**YOUR INSTRUCTIONS**: The required output is a copy of each line in the material below that includes "think".

**RECORDS TO USE**:

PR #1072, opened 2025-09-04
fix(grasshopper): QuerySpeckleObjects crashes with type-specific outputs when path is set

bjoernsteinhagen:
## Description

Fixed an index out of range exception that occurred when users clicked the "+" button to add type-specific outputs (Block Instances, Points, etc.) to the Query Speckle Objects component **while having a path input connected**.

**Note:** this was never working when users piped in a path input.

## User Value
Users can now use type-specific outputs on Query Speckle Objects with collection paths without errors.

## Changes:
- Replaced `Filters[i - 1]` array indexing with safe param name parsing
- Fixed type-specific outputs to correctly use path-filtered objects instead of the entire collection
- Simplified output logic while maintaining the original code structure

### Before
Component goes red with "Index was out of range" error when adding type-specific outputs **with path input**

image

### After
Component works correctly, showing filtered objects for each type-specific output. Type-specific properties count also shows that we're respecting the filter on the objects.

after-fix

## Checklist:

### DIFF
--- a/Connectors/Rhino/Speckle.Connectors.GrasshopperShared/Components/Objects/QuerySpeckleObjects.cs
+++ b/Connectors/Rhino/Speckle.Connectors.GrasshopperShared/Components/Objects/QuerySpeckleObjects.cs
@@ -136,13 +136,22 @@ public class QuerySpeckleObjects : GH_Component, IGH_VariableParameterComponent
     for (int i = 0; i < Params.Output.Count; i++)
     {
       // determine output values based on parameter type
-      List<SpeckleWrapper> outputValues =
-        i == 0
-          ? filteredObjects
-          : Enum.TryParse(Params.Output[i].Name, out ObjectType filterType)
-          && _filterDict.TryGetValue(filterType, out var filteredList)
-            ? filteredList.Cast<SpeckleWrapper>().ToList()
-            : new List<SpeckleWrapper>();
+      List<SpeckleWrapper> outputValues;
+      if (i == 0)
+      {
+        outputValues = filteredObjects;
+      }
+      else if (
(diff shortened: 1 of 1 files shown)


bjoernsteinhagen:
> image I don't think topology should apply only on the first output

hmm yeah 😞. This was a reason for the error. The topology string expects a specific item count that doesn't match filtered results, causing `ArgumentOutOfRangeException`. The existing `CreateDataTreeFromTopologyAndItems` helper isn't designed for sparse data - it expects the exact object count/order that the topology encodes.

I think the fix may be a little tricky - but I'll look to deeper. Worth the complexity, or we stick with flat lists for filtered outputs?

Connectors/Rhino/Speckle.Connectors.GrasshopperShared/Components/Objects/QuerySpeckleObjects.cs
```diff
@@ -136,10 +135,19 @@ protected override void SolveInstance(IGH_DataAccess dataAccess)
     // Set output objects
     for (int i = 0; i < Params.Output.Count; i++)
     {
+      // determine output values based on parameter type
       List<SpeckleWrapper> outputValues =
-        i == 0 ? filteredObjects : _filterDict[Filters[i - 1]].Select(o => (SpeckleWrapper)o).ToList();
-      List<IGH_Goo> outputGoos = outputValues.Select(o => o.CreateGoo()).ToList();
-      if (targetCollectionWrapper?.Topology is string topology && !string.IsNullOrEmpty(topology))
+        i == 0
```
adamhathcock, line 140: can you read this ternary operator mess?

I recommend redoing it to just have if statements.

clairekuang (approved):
---
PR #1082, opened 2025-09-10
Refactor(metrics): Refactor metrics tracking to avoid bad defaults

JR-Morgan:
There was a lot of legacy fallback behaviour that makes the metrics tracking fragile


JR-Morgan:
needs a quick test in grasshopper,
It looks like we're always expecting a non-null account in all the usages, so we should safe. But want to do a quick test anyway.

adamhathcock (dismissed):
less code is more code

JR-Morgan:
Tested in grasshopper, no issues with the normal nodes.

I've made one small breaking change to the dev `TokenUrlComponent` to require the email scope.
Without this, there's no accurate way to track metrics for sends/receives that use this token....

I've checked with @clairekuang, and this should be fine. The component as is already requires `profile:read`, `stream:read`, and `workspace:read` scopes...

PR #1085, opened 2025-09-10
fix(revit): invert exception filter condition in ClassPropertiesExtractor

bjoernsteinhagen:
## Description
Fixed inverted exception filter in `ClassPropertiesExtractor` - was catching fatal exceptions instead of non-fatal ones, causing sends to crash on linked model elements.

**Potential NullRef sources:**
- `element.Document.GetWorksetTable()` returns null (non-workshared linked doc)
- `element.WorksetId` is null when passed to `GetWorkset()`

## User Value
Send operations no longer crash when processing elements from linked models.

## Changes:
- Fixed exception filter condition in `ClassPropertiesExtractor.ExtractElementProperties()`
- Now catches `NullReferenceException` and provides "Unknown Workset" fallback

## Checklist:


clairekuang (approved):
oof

**RESPONSE**:
> image I don't think topology should apply only on the first output
I think the fix may be a little tricky - but I'll look to deeper. Worth the complexity, or we stick with flat lists for filtered outputs?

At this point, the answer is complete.